Бен затряс головой и затопал ногами, и в этот момент Эмма увидела фары машины доктора Саммерса, въехавшей по подъездной аллее и остановившейся у ворот. Бен, должно быть, услышал приближающийся автомобиль и пытался об этом сообщить.

Она подождала на крыльце, пока доктор появится из тумана и моросящего дождя.

— Прости, не мог приехать раньше, — сказал он, когда она открыла дверь. — Чертовски трудный день. Здравствуй, мавр.

— О, я так рада, что вы приехали. На этот раз это действительно срочно, хотя, когда я звонила, я еще не знала об этом. Она жалуется на боль в паху. Мне это очень не нравится. Бен, не трогай дверь на улицу! — Бен продолжал указывать рукой на сад, складывая губы, чтобы опять произнести какое-то ругательство. — Не обращайте на него внимания, он любит покрасоваться. — Она открыла дверь в музыкальную комнату. Над диваном по-прежнему горел свет, но среди подушек спала только свернувшаяся клубком Фолли.

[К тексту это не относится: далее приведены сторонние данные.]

PR #1800, opened 2026-08-09
fix(analyzers): preserve space after is in RCS1172 code fix

### LINKED ISSUE #1704: Missing space after "is" in RCS1172 code fix
The code fix for RCS1172 has a missing space after the `is`:

`if (item as MyClass != null)` becomes `if (item isMyClass)`
`if (item as MyClass == null)` becomes `if (!(item isMyClass))`

josefpihrt:
## Summary

- Fix RCS1172 code fix producing `item isMyClass` / `!(item isMyClass)` by preserving whitespace between `is` and the type
- For `== null` checks, build `!(item is MyClass)` without stripping trivia via `WithoutTrivia().Parenthesize()`
- Add test for `item as MyClass == null`

Fixes #1704

## Test plan

- [x] `dotnet test src/Tests/Analyzers.Tests/Analyzers.Tests.csproj --filter "FullyQualifiedName~RCS1172"`

### DIFF
--- a/src/Analyzers.CodeFixes/CSharp/CodeFixes/UseIsOperatorInsteadOfAsOperatorCodeFixProvider.cs
+++ b/src/Analyzers.CodeFixes/CSharp/CodeFixes/UseIsOperatorInsteadOfAsOperatorCodeFixProvider.cs
@@ -86,7 +86,9 @@ public sealed class UseIsOperatorInsteadOfAsOperatorCodeFixProvider : BaseCodeFi
                     Token(SyntaxTriviaList.Empty, SyntaxKind.CloseParenToken, SyntaxTriviaList.Empty)));
         }
 
-        newNode = newNode.WithFormatterAnnotation();
+        newNode = newNode
+            .WithTriviaFrom(node)
+            .WithFormatterAnnotation();
 
         return document.ReplaceNodeAsync(node, newNode, cancellationToken);
     }
--- a/src/Analyzers.CodeFixes/CSharp/CodeFixes/UseIsOperatorInsteadOfAsOperatorCodeFixProvider.cs
+++ b/src/Analyzers.CodeFixes/CSharp/CodeFixes/UseIsOperatorInsteadOfAsOperatorCodeFixProvider.cs
@@ -2,6 +2,7 @@
 
 using System.Collections.Immutable;
 using System.Composition;
+using System.Linq;
 using System.Threading;
 using System.Threading.Tasks;
 using Microsoft.CodeAnalysis;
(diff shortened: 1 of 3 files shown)


src/Analyzers.CodeFixes/CSharp/CodeFixes/UseIsOperatorInsteadOfAsOperatorCodeFixProvider.cs
```diff
@@ -57,17 +58,35 @@ private static Task<Document> RefactorAsync(
...
+            asExpressionInfo.Type.WithLeadingTrivia(typeLeadingTrivia));
 
         if (nullCheck.IsCheckingNull)
-            newNode = LogicalNotExpression(newNode.WithoutTrivia().Parenthesize()).WithTriviaFrom(newNode);
+        {
+            newNode = LogicalNotExpression(
+                ParenthesizedExpression(
+                    Token(SyntaxTriviaList.Empty, SyntaxKind.OpenParenToken, SyntaxTriviaList.Empty),
+                    newNode,
+                    Token(SyntaxTriviaList.Empty, SyntaxKind.CloseParenToken, SyntaxTriviaList.Empty)));
```
josefpihrt, line 86: The old null-check path used `WithTriviaFrom(newNode)` on the `LogicalNotExpression`, which kept leading/trailing trivia from the original comparison. The new `ParenthesizedExpression(...)` construction drops that.

Please restore trivia transfer onto the final expression (at least for the `== null` → `!(... is ...)` path), e.g. `.WithTriviaFrom(node)`, so comments on the replaced condition are not lost.

src/Analyzers.CodeFixes/CSharp/CodeFixes/UseIsOperatorInsteadOfAsOperatorCodeFixProvider.cs
```diff
@@ -57,17 +58,35 @@ private static Task<Document> RefactorAsync(
...
+        }
 
-        newNode = newNode
-            .Parenthesize()
-            .WithFormatterAnnotation();
+        newNode = newNode.WithFormatterAnnotation();
```
josefpihrt: Nit: the previous code always wrapped the result in `Parenthesize()` before the formatter annotation. Dropping that is probably fine for a full-node replace (and avoids the `WithoutTrivia()` footgun), but please confirm existing `!= null` → `is` tests still format as expected without the extra parentheses.

josefpihrt (commented):
Review notes for the RCS1172 `is` spacing fix. The whitespace preservation looks right for #1704; one trivia regression risk.

src/Analyzers.CodeFixes/CSharp/CodeFixes/UseIsOperatorInsteadOfAsOperatorCodeFixProvider.cs
josefpihrt: Done. The replacement now uses `WithTriviaFrom(node)` so trailing comments on the original comparison are preserved (`Test_EqualsNull_PreservesTrailingTrivia`).

src/Analyzers.CodeFixes/CSharp/CodeFixes/UseIsOperatorInsteadOfAsOperatorCodeFixProvider.cs
josefpihrt: Confirmed: the existing `!= null` → `item is MyClass` test still formats without extra parentheses, so leaving `Parenthesize()` off is correct for a full-node replace.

— Она, должно быть, поднялась к себе, — сказала Эмма. — Похоже, что ей плохо. Неважно, что она пытается это скрыть. Я вас позову.

Перепрыгивая через две ступеньки, она взбежала наверх и зашла в спальню бабушки. Свет не горел, постель не была расстелена. Неужели она ушла в игровую комнату или к Дотти? Эмма спустилась в холл. Бен вновь пытался открыть дверь на улицу, жестикулируя и шевеля губами. И тут Эмма заподозрила неладное. То же самое мальчишка делал и на подоконнике в библиотеке. Окно выходило на смотровую площадку и вспаханное поле за каменной оградой. Эмма вошла в прихожую и включила свет. Домашние туфли Мад аккуратно стояли у стены. Сапоги, непромокаемый плащ и кепка исчезли. О, нет… Эмма вернулась в холл и в бессилии развела руками.

— Бесполезно, — сказала она. — Она нас обманула. Вся эта история с болью в паху — чудовищная ложь, чтобы сбить меня со следа. Что же нам теперь делать, Господи Боже мой?

Бевил Саммерс поднял брови:

— Не будем вмешивать Господа, хорошо? Попробуй объяснить толком, в чем дело.

Эмма продолжала, как не слыша:

— Когда я ее коснулась, она даже поморщилась, сказала, что хочет отдохнуть, попросила присмотреть за детьми. — Эмма остановилась на середине фразы. — Правда, она довольно неожиданно сказала, что у нее болит…

— Конечно, — сказал доктор. — Ты уже должна достаточно хорошо изучить свою бабушку, чтобы разобраться, когда она что-нибудь затевает. Я-то ее знаю. — Он вздохнул. У него был трудный день, и это было заметно. — Так или иначе, ты хочешь сказать, что ее нет дома? Она ушла в такую погоду на улицу?

— Боюсь, что да. Нету сапог и плаща. Конечно, она нарочно подстроила, чтобы вы не смогли ее удержать.

— А почему я должен ее удерживать? Прогулка по саду ей не повредит.

Эмма удивленно посмотрела на него. Ну конечно, он не понимает. Она же ему не рассказывала.

— Мад ушла не на прогулку по саду. Она и еще примерно тридцать фермеров задумали нечто ужасное. Называется операция «дерьмовозка». Я не могла говорить об этом по телефону.